An ice skater of mass (on frictionless ice) fires a bullet of mass 10 grams that leaves the barrel at 500 m/s (in the x-direction relative to the ground)
A) what is the recoil velocity of the skater relative to the ground?
B) how much work is done in the bullet by the exploding gunpowder?
A) this is conservation of momentum, which is zero in both cases. Unfortunately you neglected to give the skater's mass.
mv (skater) = mv (bullet)
watch units.
B) W = KE of bullet = 1/2(.001)500^2
To find the answers to these questions, we can use the principle of conservation of momentum. This principle states that the total momentum of an isolated system remains constant before and after an event, as long as no external forces are acting on it.

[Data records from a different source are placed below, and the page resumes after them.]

PR #980, opened 2025-03-17
chore: add zksync tests check to ci

nbaztec:
# What :computer: 
* adds CI job to check if any zksync related test is removed
* zksync test list is generated and committed via `make zksync-tests` and validated via `make zksync-tests-check`.

# Why :hand:
* Protect zksync tests frombeing erroneously removed during upstream merges.

# Evidence :camera:
Job passes

# Documentation :books:


elfedy (approved):
Are we supposed to run `make zksync-tests` every time we add a new test? If so the chances of forgetting to do so are high. I guess we will get a failing CI then, but we need to be aware when we did actually forget to run it vs when we deleted a test by accident.

nbaztec:
> Are we supposed to run `make zksync-tests` every time we add a new test? If so the chances of forgetting to do so are high. I guess we will get a failing CI then, but we need to be aware when we did actually forget to run it vs when we deleted a test by accident.

* If we add a new test and do not update, we get a CI failure that shows an addition, so we can review and rerun the `make zksync-tests`
* If we remove an existing test, the CI failure shows a deletion, then we can review if we intended to remove this test or if it was removed by mistake.

It'll still be a manual intervention as we're trying to validate arbitrary code that can be removed/added as we continue developing.

PR #982, opened 2025-03-18
fix: Avoid harcoding assertion in mktx tests

Jrigada:
# What :computer: 
* Publish mktx result to check if encoding was correctly done

# Why :hand:
* Avoid asserting over a dynamic gas estimation

# Evidence :camera:

# Documentation :books:


crates/cast/tests/cli/zk.rs
```diff
@@ -239,13 +239,19 @@ casttest!(test_zk_cast_mktx, async |_prj, cmd| {
             &url,
             "--private-key",
             private_key,
+            "--zk-gas-per-pubdata",
+            "100000",
```
Karrq, line 243: I wonder if we risk this one to being out of sync with what value would be in use with anvil-zksync

crates/cast/tests/cli/zk.rs
```diff
@@ -274,20 +283,26 @@ casttest!(test_zk_cast_mktx_contract_deploy, async |_prj, cmd| {
...
+    // Publish the contract deployment transaction
+    cmd.cast_fuse()
+        .args(["publish", "--rpc-url", &url, raw_tx.trim_end()])
+        .assert_success()
+        .get_output()
+        .stdout_lossy();
 
-    // empty contract with constructor(uint256) function
```
Karrq, line 280: I don't think the new comment explains this better

crates/cast/tests/cli/zk.rs
elfedy: This the max value the user tolerates so as long as anvil zksync gives values lower than this we should be fine. If not we can make it bigger or query anvil..

elfedy (approved):

crates/cast/tests/cli/zk.rs
```diff
@@ -274,20 +283,26 @@ casttest!(test_zk_cast_mktx_contract_deploy, async |_prj, cmd| {
...
+    // Publish the contract deployment transaction
+    cmd.cast_fuse()
```
nbaztec, line 287: I have a different approach in mind in https://github.com/matter-labs/foundry-zksync/pull/984 to test these functionalities without depending on anvil-zksync unnecessarily which pollutes the test scope. This is the same test framework that we previously introduced on anvil-zksync to mock rpc endpoints for writing well contained _unit tests_.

A) To find the recoil velocity of the skater relative to the ground, we can consider the system to be the skater and the bullet together. Initially, both the skater and the bullet are at rest, so the initial momentum of the system is zero. After the bullet is fired, the skater and the bullet will move in opposite directions.
According to the conservation of momentum, the final momentum of the system is also zero. The momentum of an object is given by the product of its mass and velocity.
Let's assume the recoil velocity of the skater is v. The mass of the skater is M, and the mass of the bullet is m. The velocity of the bullet relative to the ground is v_bullet.
The momentum after the bullet is fired is given by:
Final momentum = Momentum of the skater + Momentum of the bullet
Since the skater moves in the opposite direction to the bullet, we have:
0 = (M * (-v)) + (m * v_bullet)
Simplifying the equation, we get:
-Mv = mv_bullet
By substituting the given values, we can solve for v, whereby Mass of the skater (M) is needed.
B) To find the work done on the bullet by the exploding gunpowder, we need to consider the work-energy principle. According to this principle, the work done on an object is equal to the change in its kinetic energy.
The work done on the bullet can be calculated using the formula:
Work = Change in Kinetic Energy
The initial kinetic energy of the bullet is zero since it was at rest before being fired. The final kinetic energy is given by the formula:
Kinetic Energy = (1/2) * mass * velocity^2
Substituting the values of the mass and velocity of the bullet, we can find the final kinetic energy.
The change in kinetic energy is given by:
Change in KE = Final KE - Initial KE
So, by substituting the initial and final values of kinetic energy, we can calculate the work done on the bullet by the exploding gunpowder.
Please provide the mass of the skater (M) to proceed with calculating the recoil velocity.